En nuestra travesía a lo largo del curso hay momentos especiales en los que se nos invita a rectificar el rumbo de la nave, a navegar con la mirada atenta en el horizonte, en Dios. Uno de esos momentos es la CUARESMA. Tiempo de renovación personal y de cambio.

Con la celebración del Miércoles de Ceniza, cada uno de los que formamos la Comunidad Educativa del Centro Grial, oímos esa señal de partida con la que se nos invita a orientar nuestra nave, a creer que todo puede ser diferente, que todos estamos llamados a tener un corazón renovado, porque si cada uno de nosotros cambia, el mundo que nos rodea, las relaciones con los demás también empiezan a cambiar.

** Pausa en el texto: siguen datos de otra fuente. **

Issue #1123, opened 2026-04-12
CLI workflow approve marks paused workflows as failed on process exit


joelsb:
## Bug Description

When using `archon workflow approve` from the CLI to resume an interactive workflow that has multiple gates (e.g., two interactive loops), the workflow is marked as `failed` in the database when the CLI process exits — even though the workflow correctly paused at the next interactive gate.

## Steps to Reproduce

1. Create a workflow with 2+ interactive loop nodes (e.g., `capture-requirements` → `confirm-spec`)
2. Run: `archon workflow run my-workflow "input"`
3. Workflow pauses at first gate — status is `paused` ✅
4. Run: `archon workflow approve <run-id> "response"`
5. The DAG resumes, processes the response, advances to the next node, and pauses at the second gate
6. The CLI process exits (exit code 0)
7. **Bug**: The workflow status in the DB is now `failed` instead of `paused`
8. Subsequent `archon workflow approve` rejects with: `Cannot approve run with status 'running'. Only paused runs can be approved.`

## Expected Behavior

When the DAG executor pauses at an interactive gate and the CLI `approve` process exits, the workflow status should remain `paused` in the database — not be converted to `failed`.

## Workaround

Manually reset the status in the DB before each approve:

```bash
sqlite3 ~/.archon/archon.db "UPDATE remote_agent_workflow_runs SET status='paused' WHERE id='<run-id>';"
archon workflow approve <run-id> "response"
```

## Environment

- Archon: dev branch (built from source)
- Platform: macOS (Darwin 25.3.0)
- CLI: `bun link @archon/cli`

## Analysis

The issue appears to be in `packages/cli/src/commands/workflow.ts` — the approve command runs the DAG executor inline. When the executor returns after hitting the next interactive gate (`dag.stop_detected_between_layers`), the CLI process exits and the workflow status transitions to `failed` instead of preserving the `paused` state.

The DAG executor logs confirm the correct pause:
```
dag.stop_detected_between_layers (status: paused)
dag.skip_complete_status_changed (status: paused)
dag_workflow_finished
```

But the DB shows `failed` after the CLI process terminates.

## Additional Context

A second related issue: `archon workflow approve` sometimes returns `Cannot approve run with status 'running'` when the workflow is actually paused — suggesting a race condition between the approval gate state and the DB status field.

🤖 Generated with [Claude Code](https://claude.com/claude-code)

cryptobirr:
[...]

Issue #972, opened 2026-04-08
feat: DAG loop-back nodes — conditional retry and loop-within-DAG


Wirasm:
> Migrated from dynamous-community/remote-coding-agent#792 — Archon active development has moved to coleam00/Archon. Original issue retained as historical reference.

---

## Summary

Enable test→fix→retest and other "re-run until condition" patterns in workflows. **Rescoped from a sub-DAG node to a composition-based design** after a primitives review (see History below).

This issue now tracks two pieces of work:

1. **Prerequisite:** a real expression evaluator for `when:` / `until:` conditions
2. **Feature:** workflow invocation node + workflow-level `loop_until`

## Problem

The DAG topology is computed once at load time (`dag-executor.ts`) and back-edges are rejected by cycle detection (`loader.ts`). There's no way to express "run these nodes until tests pass." The only existing iteration primitive is PR #785's `loop:` node, which iterates a **single prompt** — not a multi-step graph.

The naive workaround is duplicating nodes (`run-tests`, `fix`, `run-tests-2`, `fix-2`), which is fragile and caps at whatever count is hardcoded.

## Why not a sub-DAG node (the original proposal)

The original proposal added a `loop_node` containing an inner `nodes:` list with its own edges. From a primitives standpoint this introduces a **composite-with-nested-scope** concept that brings real design debt:

- Nested topology (a node that has internal edges)
- Scoped variable resolution — what does `$test.output` mean across iterations? Not specified.
- Recursive validation (cycle detection, ref checks, model compat all need to recurse)
- Recursive execution (nested cancellation, timeouts, events, JSONL logging)
- A second meaning for `nodes:` (outer DAG nodes vs. inner loop-body nodes)
- Once nesting is allowed one level, two-level nesting becomes the next ask

The motivating examples don't require any of that.

## Proposed Approach: composition over nesting

Reuse a primitive that already exists — **a workflow is a unit of execution with its own scope, validation, cancellation, events, and logs.** Add two small things:

### 1. Workflow-level `loop_until`

A workflow can declare itself as a loop body:

```yaml
# .archon/workflows/test-fix.yaml
loop_until: \"\$test.exit_code == 0\"
max_iterations: 5
nodes:
  - id: test
    bash: |
      bun test
      echo \"exit_code=\$?\"
  - id: fix
    prompt: \"Tests failed. Fix: \$test.output\"
    depends_on: [test]
    when: \"\$test.exit_code != 0\"
```

[...]

PR #1707, opened 2026-05-17
fix(cli/workflow): add SIGTERM grace period to avoid losing completion to a race

jasonjack-jay:
When an external orchestrator watches the same state that a workflow's
final node modifies, it can race the DAG executor: the last node has
already done its side effect (e.g. moved an issue label out of an
'in-progress' set), the orchestrator sees the state change and SIGTERMs
the runner, and the SIGTERM lands in the small window between the bash
node returning and `completeWorkflowRun` being called.

Before this change, cleanup unconditionally marked the active run as
failed and exited 1. Downstream consumers saw exit-1 and retried
idempotent work that was already done, producing log noise and (in some
cases) duplicate side effects.

Cleanup now polls `getActiveWorkflowRun` every 100ms for up to 5s
before deciding what to do:

  - If the run finishes naturally during grace, look up its final status
    and exit 0 only if the DB says `completed` — otherwise exit 1.
  - If the run is still active after 5s, force-fail it as before
    (preserves the user-Ctrl+C semantics).
  - If we never see an active run during grace, preserve the previous
    exit-1 behaviour — we can't tell what happened.

5s is generous: `completeWorkflowRun` is typically <100ms. A genuine
user-driven cancel is delayed by at most 5s, which is the right trade
for not corrupting the success/failure signal.

Test mock for the workflows DB module is extended with
`getWorkflowRunStatus` so the new call site has a stub. All 94 existing
workflow.test.ts tests still pass.

This was observed in production with a harness that watches GitHub state
labels: every spike workflow exited 1 with the issue label correctly
moved and the PR correctly opened. The harness's defensive guard
prevented duplicate dispatches but the exit-1 noise made it harder to
distinguish real failures from this cosmetic race.

## Summary by CodeRabbit

* **Bug Fixes**
  * Enhanced workflow termination handling with a grace period for natural completion before forced shutdown. Exit codes now accurately reflect workflow completion status rather than always failing.

* **Tests**
  * Extended test mocks to support workflow status verification.

[Review Change Stack](https://app.coderabbit.ai/change-stack/coleam00/Archon/pull/1707?utm_source=github_walkthrough&utm_medium=github&utm_campaign=change_stack)

### DIFF
--- a/packages/cli/src/commands/workflow.test.ts
+++ b/packages/cli/src/commands/workflow.test.ts
@@ -133,6 +133,7 @@ mock.module('@archon/core/db/workflows', () => ({
   findResumableRun: mock(() => Promise.resolve(null)),
   resumeWorkflowRun: mock(() => Promise.resolve(null)),
   getWorkflowRun: mock(() => Promise.resolve(null)),
+  getWorkflowRunStatus: mock(() => Promise.resolve('completed')),
   updateWorkflowRun: mock(() => Promise.resolve()),
   listWorkflowRuns: mock(() => Promise.resolve([])),
   deleteOldWorkflowRuns: mock(() => Promise.resolve({ count: 0 })),
--- a/packages/cli/src/commands/workflow.ts
+++ b/packages/cli/src/commands/workflow.ts
@@ -687,36 +687,77 @@ export async function workflowRunCommand(
     }
   })();
 
-  // Register cleanup handlers for graceful termination
+  // Register cleanup handlers for graceful termination.
+  //
+  // Cleanup runs with a brief grace period before forcing the in-flight workflow
+  // run to fail. This handles a real race we observed in the field:
+  //
+  //   A workflow's final node performs a state-changing side effect (e.g.
+  //   transitioning an issue label out of an "in-progress" set). An external
+  //   orchestrator watching that state sees the change and cancels the runner
+  //   by sending SIGTERM. At that moment the DAG executor has already finished
+  //   the last node but has not yet reached `completeWorkflowRun`. Without a
+  //   grace period, cleanup wins the race, marks the run as failed, and exits
+  //   1 — even though the work succeeded. Downstream consumers then treat the
+  //   exit code as a failure signal and retry idempotent work that is already
+  //   done, producing log noise and (in some cases) duplicate side effects.
+  //
+  // Grace strategy:
+  //   - Poll `getActiveWorkflowRun` every `POLL_MS` for up to `GRACE_MS`
+  //   - If the run finishes naturally during the grace window, look up its
+  //     final status and exit 0 only if the DB says `completed`
+  //   - If the run is still active after grace, force-fail it (preserving the
+  //     previous behaviour for genuine cancels like a user Ctrl+C)
+  //   - If we never see an active run during grace, exit 1 (preserves
+  //     previous behaviour — we don't know what happened)
+  //
+  // 5 seconds is generous: `completeWorkflowRun` typically runs in <100ms.
+  // A legitimate user-driven cancel is delayed by at most 5s, which is the
+  // right trade for not corrupting the success/failure signal.
+  const TERMINATION_GRACE_MS = 5000;
+  const TERMINATION_POLL_MS = 100;
   let terminating = false;
-  const cleanup = (signal: string): void => {
+  const cleanup = async (signal: string): Promise<void> => {
     if (terminating) return;
     terminating = true;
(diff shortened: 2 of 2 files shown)


Wirasm:
## Review Summary

**Verdict**: blocking-issues

Your grace-period polling strategy for the SIGTERM race condition is solid — the production backstory and 5-second calibration in the comments are genuinely valuable. However, there's a logic bug that makes the entire "completed during grace → exit 0" path unreachable, plus a missing test suite for the new cleanup handler.

### Blocking issues

- **`packages/cli/src/commands/workflow.ts:740`**: The condition `else if (lastSeenRunId && Date.now() - startedAt >= TERMINATION_GRACE_MS)` is always `true` when `lastSeenRunId` is set, because the `while` loop only breaks when the time condition becomes `false`. Completed runs that finish during the grace window will be force-failed instead of exiting 0. **Fix**: change to `else if (lastSeenRunId)` — the `if` branch above already handles the timeout case. See the code snippet in the full review.

- **`packages/cli/src/commands/workflow.ts:711-766`**: The `cleanup()` function is entirely untested. No test covers the signal registration, polling loop, or any of the three exit-code paths. Add tests for: (1) workflow finishes during grace → exit 0, (2) workflow still active after grace → `failWorkflowRun` called → exit 1, (3) no active run → exit 1, (4) `getWorkflowRunStatus` throws → exit 1 without crash. Consider exporting `TERMINATION_GRACE_MS` or injecting `graceMs` as a parameter so tests don't wait 5 seconds.

### Suggested fixes

- **`workflow.ts:727`** and **`workflow.ts:737`**: `getActiveWorkflowRun` and `getWorkflowRunStatus` silently swallow DB errors. Log the error before swallowing so operators can see DB issues during termination:
  ```ts
  workflowDb.getActiveWorkflowRun(conversation.id).catch(err => {
    getLog().error({ err, conversationId: conversation.id }, 'workflow.termination_poll_failed');
    return null;
  });
  ```

- **`workflow.ts:719`**: Add `getLog().info({ runId, status }, 'workflow.termination_grace_satisfied')` when the workflow exits 0 via the DB verdict, so logs distinguish success from the null-run path.

### Minor / nice-to-have

- **`workflow.ts:716`**: Comment says "Still active after grace" but the condition uses `>=`. At exactly 5000ms elapsed, the outer branch fires instead. Either change `>=` to `>` or update the comment to "Still active at or beyond grace boundary".

- **`workflow.ts:719-720`**: `void cleanup('SIGTERM')` / `void cleanup('SIGINT')` intentionally discard the Promise — a brief `// process exit imminent` comment prevents future readers from flagging this as a missing await.

### Compliments

The multi-paragraph block at `workflow.ts:698–726` explaining the race between `completeWorkflowRun` and external SIGTERM is exactly the kind of non-obvious WHY that justifies a comment. The "5 seconds is generous: `completeWorkflowRun` typically runs in <100ms" calibration is concrete and well-reasoned.

---

Wirasm:
@$jasonjack-jay related to #1720 — overlapping area or partial fix.

Wirasm:
@$jasonjack-jay related to #1469 — overlapping area or partial fix.

Wirasm:
@$jasonjack-jay related to #972 — overlapping area or partial fix.

Wirasm:
@$jasonjack-jay related to #1720 — overlapping area or partial fix.

Wirasm:
@$jasonjack-jay related to #1469 — overlapping area or partial fix.

Wirasm:
@$jasonjack-jay related to #972 — overlapping area or partial fix.

Wirasm:
Hi @jasonjack-jay — thanks for opening this PR.

- Validation Evidence
- Security Impact
- Human Verification
- Side Effects / Blast Radius
- Rollback Plan

Wirasm:
Thanks @jasonjack-jay — the production symptom you reported was real, and half of it got fixed at the root via #2191 (closing #1123): the SIGTERM/SIGINT handler was rewritten to be run-scoped with compare-and-set status transitions, which removed the mismarked-runs failure mode. That rewrite also deliberately deleted the conversation-wide run polling this branch is built on (it could fail runs owned by other processes), so the PR can't be rebased onto the new shape.

The other half of your report — the runner still exiting 1 even when its owned run completed — is genuinely unaddressed and is now tracked in #2233 with credit to you (flagged there as possibly-intentional, since SIGTERM→non-zero is conventional and `archon workflow get --json` gives the authoritative outcome). Appreciate the diagnosis.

Cuaresma es hacer un hueco a Dios para que ilumine nuestra vida y hagamos posible un mundo nuevo, una tierra nueva, donde haya más justicia y más amor; un mundo donde hombres y mujeres se ayuden y compartan; donde los débiles no tengan que salir perdiendo; donde surjan palabras de amistad y de unión. Esto es vivir al estilo de Jesús. Esto es lo que deseamos y necesitamos: cambiar nuestro interior, nuestra forma equivocada de vivir, sacar de nosotros todo lo bueno que hay, acercarnos a aquel de quien tal vez nos sentimos alejados y crear lazos de perdón y amistad.